Deliriously good-humoured, bright, breezy and fun, this has far broader in appeal than its titular remit suggests.

It's emphatically not about being gay and it's about far, far more than discovering you're gay: it's about discovering your individuality, whoever you are, and it's a testament to Eleanor's individuality that I recognised so little of it in my own hilariously dim-witted journey. I've never done self-aware!

The key image to this chirpiness is dear, dear Crewes cheerily waving from an open-door, airy and comfortably spacious closet!

It's not something she's ever been trapped in - she didn't even realise there was one, let alone that she'd been residing within it for so long that her rent was overdue - so there's no darkness here, only light.
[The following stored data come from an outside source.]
PR #21732, opened 2021-07-20
app-text/xapers: Use python_test() for testing

WPettersson:
Changing src_test() to python_test() so the correct interpreter is used
for tests, instead of just using the latest selected python interpreter.
Also addresses QA notice by adding DISTUTILS_USE_SETUPTOOLS=rdepend

Closes: https://bugs.gentoo.org/803023

### DIFF
--- a/app-text/xapers/xapers-0.9.0.ebuild
+++ b/app-text/xapers/xapers-0.9.0.ebuild
@@ -18,6 +18,8 @@ LICENSE="GPL-3"
 SLOT="0"
 KEYWORDS="~amd64"
 
+DISTUTILS_USE_SETUPTOOLS=rdepend
+
 RDEPEND="app-text/poppler[utils]
 	dev-libs/xapian-bindings[python,${PYTHON_USEDEP}]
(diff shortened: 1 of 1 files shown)


app-text/xapers/xapers-0.9.0.ebuild
```diff
@@ -18,6 +18,8 @@ LICENSE="GPL-3"
 SLOT="0"
 KEYWORDS="~amd64"
 
+DISTUTILS_USE_SETUPTOOLS=rdepend
```
ionenwks, line 21: This is a '@PRE-INHERIT` variable, you can see a mention if it in [eclass docs](https://devmanual.gentoo.org/eclass-reference/distutils-r1.eclass/index.html) or by running pkgcheck:
```
MisplacedEclassVar: version 0.9.0: invalid pre-inherit placement, line 21: 'DISTUTILS_USE_SETUPTOOLS=rdepend'
```

...**however**, if you look at the top, you'll see it's already set. It may be good to re-read what the QA notice said about this.

juippis (approved):

PR #21733, opened 2021-07-20
eclass/vim-plugin.eclass: delete if has_version condition.

monsieurp:
delete if has_version condition and replace it with a test against the REPLACING_VERSIONS variable. See https://projects.gentoo.org/pms/8/pms.html#x1-10900011.1.

Courtesy of Arfrever.


CyberTailor (approved):
It works.

PR #21739, opened 2021-07-21
net-misc/r8168: added USE flag

Karlson2k:
* Added USE flag to enable firmware loading support
* Demoted kernel config check from error to warning

This is an alternative version of PR #21507 without module default flags.

### DIFF
--- a/net-misc/r8168/metadata.xml
+++ b/net-misc/r8168/metadata.xml
@@ -8,4 +8,7 @@
 	<longdescription>Official Realtek r8168 linux driver. The following cards are currently supported:
 RTL8111B RTL8168B RTL8111 RTL8168 RTL8111C RTL8111CP RTL8111D(L) RTL8168C
 RTL8111DP RTL8111E RTL8168E RTL8111F RTL8411</longdescription>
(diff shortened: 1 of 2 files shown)


pacho2:
What is the drawback of enabling firmware loading support always?

Karlson2k:
> What is the drawback of enabling firmware loading support always?

1. It is not enabled by the upstream, so they don't consider it as a "stable".
2. Realtek NICs sometimes works unpredictable. There is no way to disable firmware load during run-time, so disabling firmware loading may help someone.

I think we should follow the upstream and leave this flag by default as "disabled" until it will be enabled by the upstream.

Karlson2k:
> What is the drawback of enabling firmware loading support always?

@pacho2 I sporadically experience system hung on resume with firmware enabled and no problems with firmware disabled.

pacho2:
That would need to be forwarded to upstream I think to get it handled in future releases I hope :/

Karlson2k:
@pacho2 Sure, that would be nice, but unfortunately Realtek doesn't have any official repo to report.

PR #21742, opened 2021-07-22
Drop media-libs/mesa's IUSE=egl and IUSE=gbm

mattst88:
Neither USE flag adds a dependency and both are small (the E in EGL stands for "Embedded"!)

I'd prefer to avoid revbumps for all of these packages to add `(+)` to their `RDEPEND`s, so this is really just a heads-up for maintainers: Please add `(+)` to `media-libs/mesa[egl]` and `media-libs/mesa[gbm]` in your packages on the next revbump.

When you do, please leave a comment here and I'll drop the patch to your package.

### DIFF
--- a/media-libs/mesa/mesa-9999.ebuild
+++ b/media-libs/mesa/mesa-9999.ebuild
@@ -33,18 +33,16 @@ for card in ${VIDEO_CARDS}; do
 done
 
 IUSE="${IUSE_VIDEO_CARDS}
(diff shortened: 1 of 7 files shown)


chewi (approved):
The games stuff looks fine to me.

If others are wondering, EGL shouldn't be confused with GLES. The latter doesn't have additional dependencies either but is probably a bit heavier.

mattst88:
@Pesa

Pesa (approved):

a17r:
Current ~arch dev-qt/qtwebengine already gets rid of the dep entirely and is pending stabilisation.

PR #21744, opened 2021-07-22
dev-util/mh: initial import

oz123:


dev-util/mh/files/Makefile.patch
```diff
@@ -0,0 +1,21 @@
+diff --git a/Makefile b/Makefile
+index 01023ca..f87ab56 100644
+--- a/Makefile
++++ b/Makefile
+@@ -14,6 +14,7 @@ endif
+ 
+ DEBUG = -g -fsanitize=address
+ CFLAGS = -Wall -lpcre2-8 #$(DEBUG)
```
SoapGentoo, line 8: 1. wrong, `-lpcre2-8` should be in `LIBS`
2. what about user `CFLAGS`?

dev-util/mh/files/Makefile.patch
```diff
@@ -0,0 +1,21 @@
...
++LDFLAGS ?=
```
SoapGentoo, line 9: omit this definition here, adds no value

dev-util/mh/files/Makefile.patch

She'll be merrily popping back and forth from that closet so many times it isn't true, coming spontaneously out as gay to friends with a grand announcement at 01:30am on 1st January 2014 (good timing!), before diving immediately back into boys and waiting two whole years before jumping joyfully out four more times.

"It wasn't such an epiphany as last time.
"It was more like... small moments of clarity."

That, I definitely recognise!

I particularly enjoyed Eleanor coming out separately to her dad, her mother, her brother and her bedroom. Yes, her bedroom. She had to tell her bedroom first.

"I threw the words around my room, a place where I had slept since I was a baby. The wallpaper, decorations and bedding had changed over the years but this room was mine. It had housed me over all this time, so it felt right that it was the first to know."

There's some delicious verbal imagery coming up!

"I lay in bed and imagined the words squeezing out from under my door, finding themselves in the hallway and splitting off - some ran into the bathroom and laid against the cool of the tiles, others slipped downstairs, spilling over the banister and splashing up the walls of my kitchen - they sped into the living room and pulled open the books, tore out the words and replaced them with me. Me and my house were roaring into new life whilst also staying exactly the same - "I'm gay!""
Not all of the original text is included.